[Gloucs] Lan configuration

Glyn Davies gloucs at mailman.lug.org.uk
Sun Feb 2 23:58:01 2003


David wrote:
>  As I have mentioned to Guy and others, I have been having problems 
> setting up a simple connection share between two Mandrake boxes.  The 
> hardware is recognised no problem, and both boxes can ping each other.  
> If I then run SSH 192.168.1.252 I get :*Port22 Network unreachable.*
> That is as far as it goes though and as a very simple newbie, I have run 
> out of ideas.
> 
> Ping shows the following  :
> PING 192.168.1.252 (192.168.1.252) from 192.168.1.253 : 56(84) bytes of 
> data.
> 64 bytes from 192.168.1.252: icmp_seq=1 ttl=64 time=0.662 ms
> 64 bytes from 192.168.1.252: icmp_seq=2 ttl=64 time=0.401 ms
> 64 bytes from 192.168.1.252: icmp_seq=3 ttl=64 time=0.406 ms
> 
> --- 192.168.1.252 ping statistics ---
> 3 packets transmitted, 3 received, 0% loss, time 2014ms
> rtt min/avg/max/mdev = 0.401/0.489/0.662/0.124 ms
> 

David,

<Disclaimer>
Not a Mandrake user. The following applies to RedHat. chkconfig, one of 
the commands I suggest you use looks as if it maybe a RedHat supplied 
package. If it is, I'm sure someone can suggest the Mandrake alternative 
(if not only to show Mandrake can do everything RedHat can) or can 
confirm whether a RedHat RPM containing chkconfig can be installed on 
Mandrake.
</Disclaimer>

First thing to check is if the sshd daemon is running on the target machine.

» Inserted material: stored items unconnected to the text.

PR #1925, opened 2016-05-26
Strip objectId out of responses from HooksController

TylerBrock:
Saw this during testing today:

Results from api.parse.com query to /hooks/triggers:
```js
{
  "results": [
    {
      "triggerName": "beforeSave",
      "className": "blah",
      "url": "https://xxx"
    }
  ]
}
```

Results from parse-server query to /hook/triggers:
```js
{
  "results": [
    {
      "objectId": "57464f6830ba6971a3025cbc",
      "triggerName": "beforeSave",
      "className": "blah",
      "url": "xxx"
    }
  ]
}
```

Approach seems ok-ish...

### DIFF
--- a/spec/ParseHooks.spec.js
+++ b/spec/ParseHooks.spec.js
@@ -46,10 +46,12 @@ describe('Hooks', () => {
       // Find
       return Parse.Hooks.getFunction("My-Test-Function")
     }).then(response => {
+      expect(response.objectId).toBeUndefined();
       expect(response.url).toBe("http://someurl");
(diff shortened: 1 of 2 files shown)


drew-gross:
Makes sense to me. Can you add a regression test then merge?

flovilmart:
Id put it in the hooksController instead of the router no?

TylerBrock:
Sure, we can do that.

TylerBrock:
Ok, new codes, much simpler.

facebook-github-bot-9:

facebook-github-bot-9:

On the TARGET machine run 'ssh localhost'. If you get a response its 
most likely a firewall issue. If not, check to see the ssh server daemon 
starts on boot up with 'chkconfig --list sshd'. You should get a reponse 
like the following (you need to be root):

[root@bollow root]# chkconfig --list sshd
sshd           	0:off	1:off	2:on	3:on	4:on	5:on	6:off
[root@bollow root]#

If sshd is off for level 3 or 5, set it to start at boot time with 
'chkconfig sshd on'.

sshd will now start at boot time. You can start sshd manually (instead 
of rebooting) by typing '/etc/init.d/sshd start'

If the 'ssh localhost' worked fine and it looks like a firewall (on the 
target) issue, the first thing to do is switch off all firewalling and 
just get the stuff working.

Depending on your kernel, firewalling is controlled by ipchains (kernel 
<= 2.2) or iptables (kernel =>2.4). In either case (on RedHat :)) I'd 
switch both off with the following:

chkconfig ipchains off
chkconfig iptables off

Now try ssh from the remote machine. If it works now, let us know and 
the firewall dudes can jump in with their questions and advice.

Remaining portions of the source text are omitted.